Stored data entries

---+---

PR #1616, opened 2022-12-21
Make render_in_view_context forward its args to the block

camertron:

Our `render_in_view_context` test helper uses `instance_exec` to evaluate the given block in the view context. Since `instance_exec` changes the value of `self`, instance variables, methods, etc defined in the caller's context are not available inside the block, which can be pretty confusing. For example, consider this test:

```ruby
class MyTest < Minitest::Test
  def setup
    @user = create(:user)
  end

  def test_my_component
    render_in_view_context do
      render(MyComponent.new(@user))
    end
  end
end
```

As a direct result of using `instance_exec`, `@user` will be `nil` inside the block.

Presumably to provide an escape hatch for this problem, `instance_exec` forwards its arguments when calling the block. This PR modifies `render_in_view_context` to forward _its_ arguments to `instance_exec`, so this is now possible:

```ruby
class MyTest < Minitest::Test
  def setup
    @user = create(:user)
  end

  def test_my_component
    render_in_view_context(@user) do |user|
      render(MyComponent.new(user))
    end
  end
end
```

### DIFF
--- a/.standard.yml
+++ b/.standard.yml
@@ -1,0 +1,1 @@
+ruby_version: 2.5
--- a/test/sandbox/test/rendering_test.rb
+++ b/test/sandbox/test/rendering_test.rb
@@ -15,6 +15,17 @@ class RenderingTest < ViewComponent::TestCase
     assert_selector("div", text: "hello,world!")
   end
 
+  def test_render_in_view_context_forwards_arguments
+    @foo = "foo"
+    @bar = "bar"
+
+    render_in_view_context(@foo, bar: @bar) do |foo, bar:|
+      render(MyComponent.new) { foo + bar }
+    end
+
+    assert_text "hello,world!\nfoobar"
+  end
+
   def test_render_inline_returns_nokogiri_fragment
     assert_includes render_inline(MyComponent.new).css("div").to_html, "hello,world!"
   end
--- a/docs/CHANGELOG.md
+++ b/docs/CHANGELOG.md
@@ -10,6 +10,10 @@ nav_order: 5
 
 ## main
 
+* Modify the `render_in_view_context` test helper to forward its args to the block.
+
+    *Cameron Dutro*
+
 ## 2.80.0
 
 * Move system test endpoint out of the unrelated previews controller.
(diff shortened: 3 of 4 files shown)


.standard.yml
```diff
@@ -0,0 +1 @@
+ruby_version: 2.5
```
Spone, line 1: This change seems unrelated?

joelhawksley (commented):
Makes sense to me. Mind adding a regression test?

.standard.yml
camertron: Good call-out, but it actually is related. Standard wanted me to use argument forwarding, eg `render_in_view_context(...)` instead of `render_in_view_context(*args, &block)`, but arg forwarding wasn't introduced until Ruby 2.7. Since view_component supports Ruby versions all the way back to 2.5, I needed to tell standard to only apply rules that make sense for Ruby versions <= 2.5.

Spone: Makes sense, thanks for clarifying!

test/sandbox/test/rendering_test.rb
```diff
@@ -15,6 +15,17 @@ def test_render_in_view_context
     assert_selector("div", text: "hello,world!")
   end
 
+  def test_render_in_view_context_forwards_arguments
+    @foo = "foo"
+    @bar = "bar"
+
+    render_in_view_context(@foo, bar: @bar) do |foo, bar:|
+      render(MyComponent.new) { foo + bar }
```
joelhawksley, line 23: Not sure if it matters, but this test does not match the PR description, which had a reference to the ivar inside the `render` call 🤔

BlakeWilliams (approved):
Nice, I really like this solution. 👍

test/sandbox/test/rendering_test.rb
camertron: The example in the PR description that uses an ivar inside `render_in_view_context` is the one that doesn't work. There's nothing we can do about ivar access (since the value of `self` is changed by `instance_exec`), so there's no way to make the example work as written. The idea behind this PR is to be able to pass data _stored_ in ivars (and elsewhere) into the block as arguments (locals). It's an imperfect workaround, but I don't think there's much else we can do.

PR #1617, opened 2022-12-22
DO NOT MERGE Add support for relative translations in initializer

### LINKED ISSUE #1577: Relative translations don't work in initializer
This is similar to #74

If I have an initializer and I use the translation helper, then I get the error:
```
Cannot use t(".link_text") shortcut because path is not available
```
This happens even after calling `super`

If I move the translation into an instance method, it works as expected.

Using view_component-2.75.0, rails-7.0.4, ruby 3.1.0

joelhawksley:
In order for translations to work in an initializer, ActionView requires @virtual_path to be set. To set it, we allocate the component, set @virtual_path, then call the component's initializer. 

This is either terrible, brilliant, or both. What do you think?

Closes #1577

(I used the new argument forwarding syntax from Ruby 2.7, so we won't be able to land this before v3.0.0)

### DIFF
--- a/lib/view_component/base.rb
+++ b/lib/view_component/base.rb
@@ -83,6 +83,18 @@ module ViewComponent
     _deprecated_generate_mattr_accessor :sidecar
     _deprecated_generate_mattr_accessor :stimulus_controller
 
+    # In order for translations to work in an initializer,
+    # ActionView requires @virtual_path to be set. To set it,
+    # we allocate the component, set @virtual_path, then
+    # call the component's initializer. This is either terrible,
+    # brilliant, or both.
+    def self.new(...)
+      precursor = self.allocate
+      precursor.instance_variable_set(:@virtual_path, virtual_path)
+      precursor.send(:initialize, ...)
+      precursor
+    end
+
     # Entrypoint for rendering components.
     #
     # - `view_context`: ActionView context from calling view
@@ -106,9 +118,6 @@ module ViewComponent
 
       # For content_for
       @view_flow ||= view_context.view_flow
-
-      # For i18n
-      @virtual_path ||= virtual_path
 
       # For template variants (+phone, +desktop, etc.)
       @__vc_variant ||= @lookup_context.variants.first
--- a/lib/view_component/base.rb
+++ b/lib/view_component/base.rb
@@ -89,7 +89,7 @@ module ViewComponent
     # call the component's initializer. This is either terrible,
     # brilliant, or both.
     def self.new(...)
-      precursor = self.allocate
+      precursor = allocate
       precursor.instance_variable_set(:@virtual_path, virtual_path)
       precursor.send(:initialize, ...)
       precursor
--- a/docs/CHANGELOG.md
+++ b/docs/CHANGELOG.md
@@ -10,6 +10,10 @@ nav_order: 5
 
 ## main
 
+* Add support for relative translations in initializer.
+
+    *Joel Hawksley*
+
 * Move system test endpoint out of the unrelated previews controller.
 
     *Edwin Mak*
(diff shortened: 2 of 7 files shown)


lib/view_component/base.rb
```diff
@@ -83,6 +83,18 @@ def self._deprecated_generate_mattr_accessor(name)
     _deprecated_generate_mattr_accessor :sidecar
     _deprecated_generate_mattr_accessor :stimulus_controller
 
+    # In order for translations to work in an initializer,
+    # ActionView requires @virtual_path to be set. To set it,
+    # we allocate the component, set @virtual_path, then
+    # call the component's initializer. This is either terrible,
+    # brilliant, or both.
```
elia, line 90: > This is either terrible, brilliant, or both.

All of the above! 😅 

Another terrible/brilliant proposal is that we only redefine `allocate` and use `super` instead of `send`:

```rb
def self.allocate
  component = super
  component.instance_variable_set(:@virtual_path, virtual_path)
  component
end
```

This should also fix the syntax issues in ruby 2.5 and 2.6, assuming we'll keep supporting them.

---


This doesn't seem to affect performance, so it's just style and communication:

```
             vanilla   541.319k i/100ms
            allocate   589.440k i/100ms
                 new   588.357k i/100ms
             vanilla      5.403M (± 0.7%) i/s -     27.066M in   5.010067s
            allocate      5.891M (± 0.3%) i/s -     29.472M in   5.002889s
                 new      5.890M (± 0.5%) i/s -     30.006M in   5.094568s

Comparison:
            allocate:  5891035.6 i/s
                 new:  5889982.9 i/s - same-ish: difference falls within error
             vanilla:  5402556.1 i/s - 1.09x  (± 0.00) slower

```

```rb
require 'benchmark/ips'

class Vanilla
  def initialize(bar:)
    @foo = foo
    @bar = bar
  end
  
  def foo
    123
  end
end

class Allocate
  def allocate
    object = super
    object.instance_variable_set :@foo, foo
    object
  end
  
  def initialize(bar:)
    @bar = bar
  end
  
  def foo
    123
  end
end

class New
  def new(...)
    object = allocate
    object.instance_variable_set :@foo, foo
    object.initialize(...)
    object
  end
  
  def initialize(bar:)
    @bar = bar
  end
  
  def foo
    123
  end
end

Benchmark.ips do |x|
  x.report("vanilla") { Vanilla.new(bar: 234) }
  x.report("allocate") { Allocate.new(bar: 234) }
  x.report("new") { New.new(bar: 234) }
  x.compare!
end
```

elia (commented):
Looks terrible… and brilliant! 😅 

Anyway given this is library code I think we're allowed to mess a little bit with `new` and `allocate`. 😊 

I left a suggestion that should avoid the syntax issues and requires less code, it might be slightly less intentional, but in any case a comment on why we're touching `new`/`allocate` is due to our future selves reading the code.

lib/view_component/base.rb
```diff
@@ -83,6 +83,18 @@ def self._deprecated_generate_mattr_accessor(name)
...
+    def self.new(...)
+      precursor = allocate
+      precursor.instance_variable_set(:@virtual_path, virtual_path)
+      precursor.send(:initialize, ...)
```
BlakeWilliams, line 94: In general I don't think the indirection is worth it when it comes to `self.new`, but setting that aside I don't think we should move forward with this if this is only fixing translations in the initializer, since that might set the expectation that *all* behavior should be runnable in the initializer.

I'd love to see use-cases where translations are necessary in the initializer since I imagine a better pattern would be to push folks towards using some other hook (e.g. `before_render`) instead of relying on the initializer to setup view data. That would also help co-locate logic that needs to run before a component is rendered.

joelhawksley:
@BlakeWilliams as a counterpoint, I think the real awkwardness here is that Rails doesn't let us provide the virtual path explicitly, instead requiring it to be set as an instance variable. 

If Rails could check for an instance method on the current context, we could define that method to return the virtual path which we already know at compile time. Regardless, I think I'll write up a clearer exception error message for this case for now.

PR #2015, opened 2024-04-13
Fix inline component throws error with strip_trailing_whitespace

### LINKED ISSUE #2013: undefined method `rstrip!' for #<struct ViewComponent::InlineTemplate::Template
Hi, apologies for not opening a PR - the devcontainer configuration failed when I tried to load it (MacOS + Docker Desktop 4.22)

I'm running into issues with trailing whitespace and inline template handlers. Firstly, if you have a `strip_trailing_whitespace` and an `erb_template` in the same component, rendering will raise an error. You can see this happening with `SimpleInlineComponent` and `NestedComponent` in my example app.

This next part might be user error, but the reason I was trying to add these `strip_trailing_whitespace` calls was due to the fact stray newline characters are being added into the markup when my `NestedComponent` is rendered. I would appreciate any guidance on why this is happening and what I can do to fix it

Cheers

### Steps to reproduce
https://github.com/abr-storm/view-component-newlines

### Expected behavior
No error raised when visiting `/simple`

### Actual behavior
Error is raised

**Backtrace**:
```
undefined method `rstrip!' for #<struct ViewComponent::InlineTemplate::Template source="<div>Fooo</div>\n", language="erb", path="/Users/alex/src/view-component-newlines/app/components/simple_inline_component.rb", lineno=4>
```

### System configuration
**Rails version**:
7.1.3

**Ruby version**:
3.2.2

**Gem version**:
`main` (3.11.0)

reeganviljoen:
closes #2013 

Inline components throws
 ```
/Users/<redacted>/view_component/lib/view_component/compiler.rb:251:in `compiled_inline_template': undefined method `rstrip!' for an instance of ViewComponent::InlineTemplate::Template (NoMethodError)

 template.rstrip! if component_class.strip_trailing_whitespace?
``` 
 when  strip_trailing_whitespace is used, so this is an attempt to make `strip_trailing_whitespace` behave in inline components as they do for normal components
I removed `template.rstrip! if component_class.strip_trailing_whitespace?` as the template object is a `ViewComponent::InlineTemplate::Template` and not a string
I then added `template = template.source.dup` so tat the template string could be unfrozen for compile_template to remove the trailing white space

## Performance Imapct

before change
```
ruby 3.3.0 (2023-12-25 revision 5124f9ac75) [x86_64-darwin21]
    inline_component   323.000 i/100ms
    inline_component      3.118k (± 4.8%) i/s -     31.331k in  10.075606s
```
After
```
ruby 3.3.0 (2023-12-25 revision 5124f9ac75) [x86_64-darwin21]
strip_trailing_white_space
                       228.000 i/100ms
strip_trailing_white_space
                          3.057k (± 4.5%) i/s -     30.552k in  10.019824s
```

### CODE REVIEW

File: test/sandbox/app/components/nested_component.rb [hunk 1]
```diff
@@ -0,0 +1,66 @@
+# frozen_string_literal: true
+
+class NestedComponent < ViewComponent::Base
```
Spone, line 3: Can we make this component a bit simpler, while still having the test fail? I think it would help understanding what's going on.

reeganviljoen:
@Spone I have simplified the failing test with while keeping the same error

reeganviljoen:
it seems strip_trailing_whitespace doesn't work with inline templates, I have created a fix locally that seesm to work, I will push it up latter

Spone:
Awesome, that's really useful!

reeganviljoen:
@Spone I have updated the description, to reflect the actual bug, I then also fixed the test and have added the fix for the bug

reeganviljoen:
@Spone I write a benchmark by rewriting the old performance inline_componet on a new component and testing that, it seems this is actually faster by a small margin see the description for more details

camertron (approved):
This makes sense to me, thanks @reeganviljoen!

docs/CHANGELOG.md
```diff
@@ -10,6 +10,10 @@ nav_order: 5
 
 ## main
 
+* Fixed a bug where inline templates where unable to remove trailing whitespace without throwing an error
```
```suggestion
* Fixed a bug where inline templates where unable to remove trailing whitespace without throwing an error.
```

Spone (approved):

PR #2021, opened 2024-05-10
use sidecar template on docs landing page

joelhawksley:
At RailsConf (and elsewhere) I got the feedback from folks that inline templates aren't for everyone. In the interest of not scaring newcomers away from the framework, I've opted to revert to using a sidecar template on the landing page of the docs site.

### DIFF
--- a/docs/index.md
+++ b/docs/index.md
@@ -10,27 +10,32 @@ A framework for creating reusable, testable & encapsulated view components, buil
 
 ## What's a ViewComponent?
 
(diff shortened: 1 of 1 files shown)


BlakeWilliams (approved):

Spone (approved):

reeganviljoen:
@joelhawksley I largely agree but I wonder why people don't like it. Maybe a community survey of some kind could give us some insight?

reeganviljoen:
Update I am planning on posting a poll on the LinkedIn rails group but I need a few options for why people don't like them, @joelhawksley since you have some feedback do you know what some options could be

PR #2012, opened 2024-04-08
add Ruby head and YJIT to CI

reeganviljoen:
### What are you trying to accomplish?

Add ruby head to CI as well as YJIT as discussed in #2010 by me and @joelhawksley 

### Anything you want to highlight for special attention from reviewers?
Ruby head seems to have to be failing on CI which needs further investigation into whether it is a ruby bug or if it really is a breaking change

PR #2010, opened 2024-04-04
Fix typo

cllns:
Small documentation fix

PR #2030, opened 2024-05-22
add Ruby head and YJIT to CI

reeganviljoen:
I created this pr as a continuation of #2012 as a separate branch so @joelhawksley and anyone else can add to this branch 

Add ruby head to CI as well as YJIT as discussed in #2010 by me and @joelhawksley 

Ruby head seems to have to be failing on CI which needs further investigation into whether it is a ruby bug or if it really is a breaking change


reeganviljoen:
@joelhawksley I have created this pr for the reasons listed in the description, can you please take another look at this when you can, I also know we are starting to fail on rails head so I will investigate that when I can

camertron:
Thanks for working on this @reeganviljoen! What would you think about always enabling YJIT? Is there a reason we would want to disable it, other than a particular Ruby version not supporting it?

We def need to fix those test failures for Ruby head and Rails head. I wonder if those could be separate PRs?

reeganviljoen:
@camertron I think it would be wise to enable both as some users still use MRI without YJIT, I am just a bit worried a bug in MRI is missed because we only test against YJIT

> We def need to fix those test failures for Ruby head and Rails head. I wonder if those could be separate PRs?
I have already started working ion the rails head issues, spoiler the backtrace is working very differently now, but  am having issues building ruby dev locally

camertron:
> I think it would be wise to enable both as some users still use MRI without YJIT, I am just a bit worried a bug in MRI is missed because we only test against YJIT

Ok that's fair, I just worry that our build matrix is getting awfully large 😵

> I have already started working ion the rails head issues, spoiler the backtrace is working very differently now, but am having issues building ruby dev locally

Awesome thank you! Let me know if I can help re: build issues.

reeganviljoen:
@camertron i do agree it's getting large, maybe we can remove all unsupported rails and ruby version from the matrix

camertron:
> maybe we can remove all unsupported rails and ruby version from the matrix

Yeah, I've considered that... I feel bad about it tho since so many people aren't using the latest versions, and we've always sort of said we'd support older Rails/Ruby versions as long as they were easy to support. So I guess we keep them in the matrix for now.

reeganviljoen:
@camertron maybe as a compromise we can have a sunsetting deadline for older version support ?

camertron:
@reeganviljoen yeah, I can bring it up again at our next sync meeting.

reeganviljoen:
> Awesome thank you! Let me know if I can help re: build issues.
@camertron Thanks much appreciated turns out I was missing a few build dependencies, it works lovely now, the ruby head issue is a mismatched regexp encoding(ASCII) with a matched string(UTF-8) I believe this is a bug, I will report it tomorrow to https://bugs.ruby-lang.org/

reeganviljoen:
@joelhawksley Rails Head is apssing locally for me but not in CI, I suspect a caching issue or something

reeganviljoen:
@joelhawksley @camertron @boardfish @Spone everything is finnaly passing on this PR can we get a look at it please 🙏

.github/workflows/ci.yml
```diff
@@ -26,34 +26,85 @@ jobs:
...
+          - rails_version: "6.1"
+            ruby_version: "head"
+            mode: "capture_patch_disabled"
+            yjit_mode: '1'
+          - rails_version: "6.1"
+            ruby_version: "head"
+            mode: "capture_patch_disabled"
+            yjit_mode: '0'
+
+
```
joelhawksley, line 107:
```suggestion
```

joelhawksley (approved):

joelhawksley:
@reeganviljoen thanks again, this is lovely ❤️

---+---

**Work to be completed**
For this data, state how many lines include the word "supporting", with nothing added.

**Response box**
2